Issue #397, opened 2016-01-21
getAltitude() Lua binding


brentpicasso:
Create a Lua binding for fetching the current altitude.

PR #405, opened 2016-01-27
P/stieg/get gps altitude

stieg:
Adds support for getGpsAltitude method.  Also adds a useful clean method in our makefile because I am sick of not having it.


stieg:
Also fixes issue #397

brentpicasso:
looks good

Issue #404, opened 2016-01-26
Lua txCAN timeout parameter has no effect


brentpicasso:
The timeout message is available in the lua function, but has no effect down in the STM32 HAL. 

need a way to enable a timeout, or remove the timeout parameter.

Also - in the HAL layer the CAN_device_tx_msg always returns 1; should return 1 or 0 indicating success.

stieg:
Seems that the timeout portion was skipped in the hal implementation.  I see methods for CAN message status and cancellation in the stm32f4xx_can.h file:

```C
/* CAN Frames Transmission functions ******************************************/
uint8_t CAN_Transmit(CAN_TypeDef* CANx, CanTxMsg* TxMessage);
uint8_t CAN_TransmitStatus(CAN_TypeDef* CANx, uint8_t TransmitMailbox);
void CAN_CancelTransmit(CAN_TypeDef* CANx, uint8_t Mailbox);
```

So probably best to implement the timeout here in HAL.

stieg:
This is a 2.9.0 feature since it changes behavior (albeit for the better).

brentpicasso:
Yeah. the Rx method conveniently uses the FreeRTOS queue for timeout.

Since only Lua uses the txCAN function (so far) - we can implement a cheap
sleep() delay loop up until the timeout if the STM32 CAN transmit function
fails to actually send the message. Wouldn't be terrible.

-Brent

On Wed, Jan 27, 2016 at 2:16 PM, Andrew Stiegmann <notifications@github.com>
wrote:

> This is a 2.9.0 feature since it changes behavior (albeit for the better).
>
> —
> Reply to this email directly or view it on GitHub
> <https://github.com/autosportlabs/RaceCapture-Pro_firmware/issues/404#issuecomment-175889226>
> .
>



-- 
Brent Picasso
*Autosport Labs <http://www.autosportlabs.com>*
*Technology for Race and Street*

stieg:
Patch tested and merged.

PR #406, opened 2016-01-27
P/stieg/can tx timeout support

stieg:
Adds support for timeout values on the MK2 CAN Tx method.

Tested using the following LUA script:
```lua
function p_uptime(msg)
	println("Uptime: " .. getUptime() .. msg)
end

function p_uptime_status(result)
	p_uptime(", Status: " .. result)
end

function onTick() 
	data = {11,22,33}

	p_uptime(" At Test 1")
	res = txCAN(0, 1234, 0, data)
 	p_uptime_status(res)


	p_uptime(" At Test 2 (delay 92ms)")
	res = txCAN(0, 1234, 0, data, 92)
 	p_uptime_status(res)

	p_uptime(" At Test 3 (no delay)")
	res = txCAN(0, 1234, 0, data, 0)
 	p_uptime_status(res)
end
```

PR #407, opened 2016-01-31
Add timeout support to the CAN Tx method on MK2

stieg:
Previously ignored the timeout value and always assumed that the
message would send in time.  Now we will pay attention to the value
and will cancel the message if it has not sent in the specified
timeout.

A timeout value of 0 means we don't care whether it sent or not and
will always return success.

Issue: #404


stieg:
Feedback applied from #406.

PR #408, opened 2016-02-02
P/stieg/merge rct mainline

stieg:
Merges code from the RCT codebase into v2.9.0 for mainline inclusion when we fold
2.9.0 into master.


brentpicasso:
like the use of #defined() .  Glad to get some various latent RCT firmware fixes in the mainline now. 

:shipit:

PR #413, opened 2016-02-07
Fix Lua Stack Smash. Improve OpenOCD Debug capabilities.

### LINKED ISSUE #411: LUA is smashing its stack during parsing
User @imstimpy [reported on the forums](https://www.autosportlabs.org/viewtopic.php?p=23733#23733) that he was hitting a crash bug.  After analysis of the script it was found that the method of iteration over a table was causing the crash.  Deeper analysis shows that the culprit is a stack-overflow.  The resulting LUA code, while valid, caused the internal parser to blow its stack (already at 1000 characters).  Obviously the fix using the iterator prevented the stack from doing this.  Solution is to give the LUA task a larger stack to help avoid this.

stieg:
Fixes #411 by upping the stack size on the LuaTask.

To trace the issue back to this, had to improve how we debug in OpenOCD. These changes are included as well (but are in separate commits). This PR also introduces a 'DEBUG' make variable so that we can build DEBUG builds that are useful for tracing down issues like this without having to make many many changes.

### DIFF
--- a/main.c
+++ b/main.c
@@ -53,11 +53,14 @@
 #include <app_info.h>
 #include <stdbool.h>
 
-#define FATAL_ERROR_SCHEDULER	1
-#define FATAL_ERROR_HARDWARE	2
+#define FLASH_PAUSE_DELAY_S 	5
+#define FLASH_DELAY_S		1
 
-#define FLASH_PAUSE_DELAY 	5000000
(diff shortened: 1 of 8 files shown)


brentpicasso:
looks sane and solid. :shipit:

--------------------

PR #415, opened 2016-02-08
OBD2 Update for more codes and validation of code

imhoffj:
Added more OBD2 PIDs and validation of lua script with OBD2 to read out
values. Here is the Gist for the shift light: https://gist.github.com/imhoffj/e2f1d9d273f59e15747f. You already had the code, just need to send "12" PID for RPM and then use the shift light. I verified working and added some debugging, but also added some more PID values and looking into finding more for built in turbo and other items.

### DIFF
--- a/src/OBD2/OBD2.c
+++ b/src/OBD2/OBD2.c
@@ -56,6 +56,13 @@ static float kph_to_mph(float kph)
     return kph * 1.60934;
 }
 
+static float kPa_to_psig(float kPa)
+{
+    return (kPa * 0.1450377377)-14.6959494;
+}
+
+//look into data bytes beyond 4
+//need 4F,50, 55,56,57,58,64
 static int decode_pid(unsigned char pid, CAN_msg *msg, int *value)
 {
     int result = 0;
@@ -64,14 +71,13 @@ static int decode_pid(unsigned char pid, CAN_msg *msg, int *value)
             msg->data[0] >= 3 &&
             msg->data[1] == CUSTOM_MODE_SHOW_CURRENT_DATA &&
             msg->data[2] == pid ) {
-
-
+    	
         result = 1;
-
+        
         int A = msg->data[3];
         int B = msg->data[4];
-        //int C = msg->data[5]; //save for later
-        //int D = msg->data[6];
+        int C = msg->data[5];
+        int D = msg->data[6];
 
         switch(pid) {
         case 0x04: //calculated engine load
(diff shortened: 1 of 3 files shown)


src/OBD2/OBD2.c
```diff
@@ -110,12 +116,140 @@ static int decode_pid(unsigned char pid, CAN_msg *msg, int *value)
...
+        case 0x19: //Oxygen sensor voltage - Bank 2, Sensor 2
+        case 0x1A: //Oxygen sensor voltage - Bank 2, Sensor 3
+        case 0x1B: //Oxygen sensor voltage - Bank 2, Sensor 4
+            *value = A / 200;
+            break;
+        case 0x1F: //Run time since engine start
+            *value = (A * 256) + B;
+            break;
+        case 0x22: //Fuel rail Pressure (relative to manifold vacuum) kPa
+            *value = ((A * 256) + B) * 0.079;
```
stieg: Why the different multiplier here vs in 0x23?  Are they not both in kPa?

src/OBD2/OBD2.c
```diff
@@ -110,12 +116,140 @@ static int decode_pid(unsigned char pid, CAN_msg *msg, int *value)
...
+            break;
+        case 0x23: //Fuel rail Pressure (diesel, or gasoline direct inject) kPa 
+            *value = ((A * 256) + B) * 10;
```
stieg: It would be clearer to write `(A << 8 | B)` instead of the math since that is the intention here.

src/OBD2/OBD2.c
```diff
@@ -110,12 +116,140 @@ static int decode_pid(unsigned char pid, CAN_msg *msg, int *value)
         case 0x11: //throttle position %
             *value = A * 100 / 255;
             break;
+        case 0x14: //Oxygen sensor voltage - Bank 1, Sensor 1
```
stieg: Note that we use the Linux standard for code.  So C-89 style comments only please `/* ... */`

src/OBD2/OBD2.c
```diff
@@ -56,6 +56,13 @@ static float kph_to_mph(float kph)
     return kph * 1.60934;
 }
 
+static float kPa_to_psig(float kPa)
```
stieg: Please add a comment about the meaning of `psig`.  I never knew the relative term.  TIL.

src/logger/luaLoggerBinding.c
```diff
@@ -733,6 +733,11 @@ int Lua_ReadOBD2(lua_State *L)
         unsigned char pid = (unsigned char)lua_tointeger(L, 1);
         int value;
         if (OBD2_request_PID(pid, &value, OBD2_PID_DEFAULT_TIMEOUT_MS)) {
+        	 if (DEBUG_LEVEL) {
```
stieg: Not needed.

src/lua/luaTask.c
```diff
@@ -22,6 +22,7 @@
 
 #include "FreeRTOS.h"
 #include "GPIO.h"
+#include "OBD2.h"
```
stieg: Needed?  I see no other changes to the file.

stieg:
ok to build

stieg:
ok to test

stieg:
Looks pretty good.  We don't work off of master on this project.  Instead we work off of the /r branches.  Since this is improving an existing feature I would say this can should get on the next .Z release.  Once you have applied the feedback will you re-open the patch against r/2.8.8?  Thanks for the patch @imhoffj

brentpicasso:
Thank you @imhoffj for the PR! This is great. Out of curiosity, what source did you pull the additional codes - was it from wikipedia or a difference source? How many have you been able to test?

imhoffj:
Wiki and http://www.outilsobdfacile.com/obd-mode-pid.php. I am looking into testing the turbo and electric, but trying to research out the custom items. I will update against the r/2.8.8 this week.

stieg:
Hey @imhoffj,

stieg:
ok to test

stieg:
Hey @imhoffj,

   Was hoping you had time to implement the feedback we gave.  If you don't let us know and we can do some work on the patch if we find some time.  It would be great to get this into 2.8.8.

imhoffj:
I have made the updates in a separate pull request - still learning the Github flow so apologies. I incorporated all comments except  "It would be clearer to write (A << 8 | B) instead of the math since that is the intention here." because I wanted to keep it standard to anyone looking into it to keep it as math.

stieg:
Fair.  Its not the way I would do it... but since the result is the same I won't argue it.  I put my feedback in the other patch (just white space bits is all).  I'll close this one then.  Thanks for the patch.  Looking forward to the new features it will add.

--------------------

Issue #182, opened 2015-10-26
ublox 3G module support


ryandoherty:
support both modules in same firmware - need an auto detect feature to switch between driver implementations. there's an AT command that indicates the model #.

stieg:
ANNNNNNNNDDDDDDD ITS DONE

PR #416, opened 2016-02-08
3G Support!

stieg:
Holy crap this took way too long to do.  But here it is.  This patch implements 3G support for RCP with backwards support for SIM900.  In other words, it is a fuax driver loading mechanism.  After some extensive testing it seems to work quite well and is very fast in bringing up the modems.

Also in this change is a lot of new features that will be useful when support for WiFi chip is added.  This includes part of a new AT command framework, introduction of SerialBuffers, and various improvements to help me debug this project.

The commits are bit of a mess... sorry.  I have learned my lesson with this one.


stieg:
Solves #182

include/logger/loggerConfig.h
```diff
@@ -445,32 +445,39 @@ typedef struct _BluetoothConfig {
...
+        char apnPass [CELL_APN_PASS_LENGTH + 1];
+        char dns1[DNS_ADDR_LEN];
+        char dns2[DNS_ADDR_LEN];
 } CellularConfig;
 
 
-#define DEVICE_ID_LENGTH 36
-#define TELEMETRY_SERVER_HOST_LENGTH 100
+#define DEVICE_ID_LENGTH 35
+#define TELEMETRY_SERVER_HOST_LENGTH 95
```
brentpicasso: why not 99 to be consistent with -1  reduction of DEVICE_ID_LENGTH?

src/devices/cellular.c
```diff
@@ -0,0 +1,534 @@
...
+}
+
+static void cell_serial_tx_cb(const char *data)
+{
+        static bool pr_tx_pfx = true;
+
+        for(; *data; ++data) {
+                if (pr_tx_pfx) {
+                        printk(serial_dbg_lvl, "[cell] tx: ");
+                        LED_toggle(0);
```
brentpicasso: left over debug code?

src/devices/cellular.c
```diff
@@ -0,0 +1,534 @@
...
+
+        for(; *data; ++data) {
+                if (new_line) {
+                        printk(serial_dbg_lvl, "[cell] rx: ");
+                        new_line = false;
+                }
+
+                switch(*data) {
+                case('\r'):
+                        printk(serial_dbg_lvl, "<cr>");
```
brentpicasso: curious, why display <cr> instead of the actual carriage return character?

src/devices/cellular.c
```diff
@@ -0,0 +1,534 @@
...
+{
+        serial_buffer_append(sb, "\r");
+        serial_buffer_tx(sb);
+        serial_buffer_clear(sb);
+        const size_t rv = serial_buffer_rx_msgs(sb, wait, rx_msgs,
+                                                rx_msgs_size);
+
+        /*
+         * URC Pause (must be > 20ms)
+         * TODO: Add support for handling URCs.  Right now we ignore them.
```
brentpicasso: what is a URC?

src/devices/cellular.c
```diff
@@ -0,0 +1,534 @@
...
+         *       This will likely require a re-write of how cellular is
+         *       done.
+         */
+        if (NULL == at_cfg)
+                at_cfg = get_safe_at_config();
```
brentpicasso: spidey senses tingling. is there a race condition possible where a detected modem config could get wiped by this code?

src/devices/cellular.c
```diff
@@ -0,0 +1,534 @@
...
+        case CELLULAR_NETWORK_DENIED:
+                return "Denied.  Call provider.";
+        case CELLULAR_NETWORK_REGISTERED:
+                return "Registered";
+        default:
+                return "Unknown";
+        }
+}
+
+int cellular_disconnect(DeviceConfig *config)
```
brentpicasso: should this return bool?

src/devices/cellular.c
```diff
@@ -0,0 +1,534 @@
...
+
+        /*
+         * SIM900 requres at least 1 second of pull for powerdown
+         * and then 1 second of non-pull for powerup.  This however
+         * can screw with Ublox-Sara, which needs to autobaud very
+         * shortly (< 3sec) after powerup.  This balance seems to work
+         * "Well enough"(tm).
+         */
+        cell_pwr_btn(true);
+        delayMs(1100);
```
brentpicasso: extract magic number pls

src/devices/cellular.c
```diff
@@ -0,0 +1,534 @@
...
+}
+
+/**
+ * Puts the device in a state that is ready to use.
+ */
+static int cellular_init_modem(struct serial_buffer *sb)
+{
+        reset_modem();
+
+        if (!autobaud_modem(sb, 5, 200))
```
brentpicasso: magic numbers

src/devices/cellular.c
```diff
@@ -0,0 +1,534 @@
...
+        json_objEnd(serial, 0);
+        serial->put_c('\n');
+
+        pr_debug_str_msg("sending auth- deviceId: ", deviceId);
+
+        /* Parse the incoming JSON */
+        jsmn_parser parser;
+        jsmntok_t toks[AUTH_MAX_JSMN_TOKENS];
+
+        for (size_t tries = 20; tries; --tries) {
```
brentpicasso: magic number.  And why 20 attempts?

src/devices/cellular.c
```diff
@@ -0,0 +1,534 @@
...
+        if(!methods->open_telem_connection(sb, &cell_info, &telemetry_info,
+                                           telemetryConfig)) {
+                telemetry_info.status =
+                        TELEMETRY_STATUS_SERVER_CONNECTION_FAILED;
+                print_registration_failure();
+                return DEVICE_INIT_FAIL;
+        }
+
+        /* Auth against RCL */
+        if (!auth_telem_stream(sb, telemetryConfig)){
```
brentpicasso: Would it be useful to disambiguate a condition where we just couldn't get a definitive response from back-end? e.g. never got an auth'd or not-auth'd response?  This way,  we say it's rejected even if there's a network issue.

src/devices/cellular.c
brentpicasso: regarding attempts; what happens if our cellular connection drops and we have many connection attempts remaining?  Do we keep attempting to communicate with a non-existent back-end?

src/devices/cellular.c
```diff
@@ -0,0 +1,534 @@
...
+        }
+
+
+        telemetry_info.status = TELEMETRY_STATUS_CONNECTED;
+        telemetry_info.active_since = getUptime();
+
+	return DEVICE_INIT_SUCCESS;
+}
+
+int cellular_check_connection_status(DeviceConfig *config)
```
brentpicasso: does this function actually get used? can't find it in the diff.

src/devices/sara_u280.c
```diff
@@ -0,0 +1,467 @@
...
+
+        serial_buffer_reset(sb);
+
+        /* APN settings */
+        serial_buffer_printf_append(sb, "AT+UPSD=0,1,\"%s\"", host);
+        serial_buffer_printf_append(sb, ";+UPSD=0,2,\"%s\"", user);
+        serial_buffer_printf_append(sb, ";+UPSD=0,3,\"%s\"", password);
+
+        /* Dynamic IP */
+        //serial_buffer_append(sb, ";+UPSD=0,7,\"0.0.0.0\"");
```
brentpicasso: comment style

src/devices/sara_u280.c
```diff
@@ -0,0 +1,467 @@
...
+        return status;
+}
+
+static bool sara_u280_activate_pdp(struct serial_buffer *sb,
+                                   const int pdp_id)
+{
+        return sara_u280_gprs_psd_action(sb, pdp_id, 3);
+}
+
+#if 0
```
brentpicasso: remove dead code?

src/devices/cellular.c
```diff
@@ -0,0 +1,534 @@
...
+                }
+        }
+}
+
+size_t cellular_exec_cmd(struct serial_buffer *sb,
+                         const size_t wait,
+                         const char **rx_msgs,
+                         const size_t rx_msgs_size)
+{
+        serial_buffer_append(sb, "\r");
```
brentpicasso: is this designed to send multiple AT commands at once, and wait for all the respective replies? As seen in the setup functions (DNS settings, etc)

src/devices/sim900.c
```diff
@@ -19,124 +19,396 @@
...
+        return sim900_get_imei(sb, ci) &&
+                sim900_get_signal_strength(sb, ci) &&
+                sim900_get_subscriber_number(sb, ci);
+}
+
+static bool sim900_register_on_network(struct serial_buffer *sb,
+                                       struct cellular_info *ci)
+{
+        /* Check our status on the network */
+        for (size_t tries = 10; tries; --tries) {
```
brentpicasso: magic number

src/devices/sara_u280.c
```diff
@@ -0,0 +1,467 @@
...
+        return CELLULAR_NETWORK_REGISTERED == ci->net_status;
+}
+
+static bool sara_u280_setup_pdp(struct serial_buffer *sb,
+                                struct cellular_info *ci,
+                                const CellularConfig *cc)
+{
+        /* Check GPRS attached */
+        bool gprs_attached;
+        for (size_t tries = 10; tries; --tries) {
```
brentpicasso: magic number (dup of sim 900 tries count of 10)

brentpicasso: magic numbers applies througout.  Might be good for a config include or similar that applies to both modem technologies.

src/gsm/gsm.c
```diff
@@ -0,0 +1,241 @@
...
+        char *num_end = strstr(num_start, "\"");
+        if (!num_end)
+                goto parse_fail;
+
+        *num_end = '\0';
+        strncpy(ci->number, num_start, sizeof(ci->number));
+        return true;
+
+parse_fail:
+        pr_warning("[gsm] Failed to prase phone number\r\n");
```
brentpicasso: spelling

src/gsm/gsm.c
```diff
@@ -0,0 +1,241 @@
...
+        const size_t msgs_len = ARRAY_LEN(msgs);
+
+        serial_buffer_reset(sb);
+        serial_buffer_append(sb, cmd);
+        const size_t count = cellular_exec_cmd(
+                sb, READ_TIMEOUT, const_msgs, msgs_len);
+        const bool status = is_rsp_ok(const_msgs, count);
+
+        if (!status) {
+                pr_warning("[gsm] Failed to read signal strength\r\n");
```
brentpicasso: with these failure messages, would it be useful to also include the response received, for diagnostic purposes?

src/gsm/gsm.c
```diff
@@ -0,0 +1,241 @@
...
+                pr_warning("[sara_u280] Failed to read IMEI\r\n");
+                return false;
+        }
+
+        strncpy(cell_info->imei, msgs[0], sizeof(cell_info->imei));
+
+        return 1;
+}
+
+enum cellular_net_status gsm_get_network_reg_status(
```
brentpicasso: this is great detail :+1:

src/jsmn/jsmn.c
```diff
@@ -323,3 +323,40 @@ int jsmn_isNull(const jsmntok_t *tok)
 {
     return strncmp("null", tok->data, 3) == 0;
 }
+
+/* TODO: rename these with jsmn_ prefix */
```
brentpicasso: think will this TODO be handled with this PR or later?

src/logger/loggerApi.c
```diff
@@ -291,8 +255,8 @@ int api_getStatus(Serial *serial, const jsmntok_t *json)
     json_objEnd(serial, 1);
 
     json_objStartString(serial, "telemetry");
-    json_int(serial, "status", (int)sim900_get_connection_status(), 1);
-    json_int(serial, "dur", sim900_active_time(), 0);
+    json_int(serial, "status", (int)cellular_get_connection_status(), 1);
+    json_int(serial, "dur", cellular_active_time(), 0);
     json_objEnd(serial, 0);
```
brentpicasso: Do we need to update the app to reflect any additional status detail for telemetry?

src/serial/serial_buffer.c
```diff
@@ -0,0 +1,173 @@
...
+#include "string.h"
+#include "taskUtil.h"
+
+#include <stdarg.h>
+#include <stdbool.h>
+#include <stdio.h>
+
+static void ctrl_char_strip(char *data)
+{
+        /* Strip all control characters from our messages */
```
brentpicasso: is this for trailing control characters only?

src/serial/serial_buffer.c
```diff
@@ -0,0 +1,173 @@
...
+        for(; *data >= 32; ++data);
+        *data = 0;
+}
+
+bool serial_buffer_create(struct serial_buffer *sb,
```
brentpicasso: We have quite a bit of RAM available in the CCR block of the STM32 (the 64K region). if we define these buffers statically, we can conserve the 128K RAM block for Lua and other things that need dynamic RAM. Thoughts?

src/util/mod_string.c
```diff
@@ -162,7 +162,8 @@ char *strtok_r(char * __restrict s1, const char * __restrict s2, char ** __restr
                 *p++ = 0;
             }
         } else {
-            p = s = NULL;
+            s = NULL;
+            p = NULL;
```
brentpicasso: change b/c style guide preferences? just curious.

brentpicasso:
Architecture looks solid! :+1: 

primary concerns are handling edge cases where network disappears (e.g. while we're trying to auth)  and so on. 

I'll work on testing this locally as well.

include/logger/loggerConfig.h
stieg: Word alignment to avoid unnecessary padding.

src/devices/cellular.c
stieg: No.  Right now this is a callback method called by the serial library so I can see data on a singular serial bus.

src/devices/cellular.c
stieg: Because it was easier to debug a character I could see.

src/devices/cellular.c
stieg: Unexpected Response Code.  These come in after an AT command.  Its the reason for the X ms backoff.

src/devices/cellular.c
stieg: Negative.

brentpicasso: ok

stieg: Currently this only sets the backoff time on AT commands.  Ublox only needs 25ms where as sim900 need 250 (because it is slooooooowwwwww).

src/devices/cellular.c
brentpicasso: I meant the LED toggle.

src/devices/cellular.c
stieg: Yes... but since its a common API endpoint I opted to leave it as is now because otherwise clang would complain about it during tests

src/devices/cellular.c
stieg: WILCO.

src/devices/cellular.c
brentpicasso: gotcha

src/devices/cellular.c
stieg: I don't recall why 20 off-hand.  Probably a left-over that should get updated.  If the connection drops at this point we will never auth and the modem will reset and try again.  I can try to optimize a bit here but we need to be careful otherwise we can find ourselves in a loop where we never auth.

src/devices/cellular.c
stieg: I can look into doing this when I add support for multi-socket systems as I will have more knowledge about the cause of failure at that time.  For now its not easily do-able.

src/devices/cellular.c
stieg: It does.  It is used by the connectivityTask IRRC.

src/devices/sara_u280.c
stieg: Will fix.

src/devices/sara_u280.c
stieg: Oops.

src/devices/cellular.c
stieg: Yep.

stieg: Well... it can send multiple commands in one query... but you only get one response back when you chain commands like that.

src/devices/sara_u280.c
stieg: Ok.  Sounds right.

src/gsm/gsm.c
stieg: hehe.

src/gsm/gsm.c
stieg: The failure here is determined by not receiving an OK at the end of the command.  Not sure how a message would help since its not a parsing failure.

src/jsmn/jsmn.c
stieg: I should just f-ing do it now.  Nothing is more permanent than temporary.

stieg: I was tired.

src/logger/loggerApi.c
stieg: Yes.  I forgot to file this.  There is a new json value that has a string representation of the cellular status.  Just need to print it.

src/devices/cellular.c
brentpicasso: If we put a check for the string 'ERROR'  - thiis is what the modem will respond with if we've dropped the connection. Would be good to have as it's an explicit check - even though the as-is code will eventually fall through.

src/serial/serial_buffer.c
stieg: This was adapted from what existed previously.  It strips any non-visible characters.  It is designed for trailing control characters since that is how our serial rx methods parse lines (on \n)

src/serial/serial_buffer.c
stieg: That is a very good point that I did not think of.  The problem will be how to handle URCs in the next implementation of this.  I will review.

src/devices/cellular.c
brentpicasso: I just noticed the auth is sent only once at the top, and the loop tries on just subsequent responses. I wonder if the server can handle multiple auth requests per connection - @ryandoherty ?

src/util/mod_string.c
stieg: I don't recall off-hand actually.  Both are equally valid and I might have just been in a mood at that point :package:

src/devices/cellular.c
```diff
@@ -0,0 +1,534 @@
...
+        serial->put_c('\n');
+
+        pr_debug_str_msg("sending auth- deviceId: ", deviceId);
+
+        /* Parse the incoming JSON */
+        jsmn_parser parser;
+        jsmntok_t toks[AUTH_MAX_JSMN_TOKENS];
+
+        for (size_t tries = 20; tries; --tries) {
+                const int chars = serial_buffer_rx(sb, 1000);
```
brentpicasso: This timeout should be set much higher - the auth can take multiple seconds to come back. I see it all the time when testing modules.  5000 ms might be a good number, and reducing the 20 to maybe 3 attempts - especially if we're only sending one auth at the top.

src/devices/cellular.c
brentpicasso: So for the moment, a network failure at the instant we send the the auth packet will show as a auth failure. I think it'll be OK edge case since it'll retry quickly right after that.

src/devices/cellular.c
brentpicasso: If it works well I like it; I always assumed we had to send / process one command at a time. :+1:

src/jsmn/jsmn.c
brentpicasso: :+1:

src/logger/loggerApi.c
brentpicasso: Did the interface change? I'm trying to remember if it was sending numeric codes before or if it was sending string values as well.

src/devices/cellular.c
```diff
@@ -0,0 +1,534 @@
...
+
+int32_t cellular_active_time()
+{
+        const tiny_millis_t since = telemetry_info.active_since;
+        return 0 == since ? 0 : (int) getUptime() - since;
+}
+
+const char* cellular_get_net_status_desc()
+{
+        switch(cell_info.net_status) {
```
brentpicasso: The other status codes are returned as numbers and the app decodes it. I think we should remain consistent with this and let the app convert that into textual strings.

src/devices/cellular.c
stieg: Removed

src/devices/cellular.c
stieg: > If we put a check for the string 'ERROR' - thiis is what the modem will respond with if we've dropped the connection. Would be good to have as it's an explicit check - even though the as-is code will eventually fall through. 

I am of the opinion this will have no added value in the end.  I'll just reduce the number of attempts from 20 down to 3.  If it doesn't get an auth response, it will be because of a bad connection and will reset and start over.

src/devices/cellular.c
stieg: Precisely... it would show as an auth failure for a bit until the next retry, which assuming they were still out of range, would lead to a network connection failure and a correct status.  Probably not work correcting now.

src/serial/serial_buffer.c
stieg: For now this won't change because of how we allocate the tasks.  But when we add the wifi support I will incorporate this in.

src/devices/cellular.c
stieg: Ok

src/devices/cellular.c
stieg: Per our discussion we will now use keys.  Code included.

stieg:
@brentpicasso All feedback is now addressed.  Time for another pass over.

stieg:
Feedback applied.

--------------------

**Description of the task**:
Filter the entries down to the lines holding the string "commands". Copy each of those lines.

**Answer section**:
brentpicasso: is this designed to send multiple AT commands at once, and wait for all the respective replies? As seen in the setup functions (DNS settings, etc)
stieg: Currently this only sets the backoff time on AT commands.  Ublox only needs 25ms where as sim900 need 250 (because it is slooooooowwwwww).
stieg: Well... it can send multiple commands in one query... but you only get one response back when you chain commands like that.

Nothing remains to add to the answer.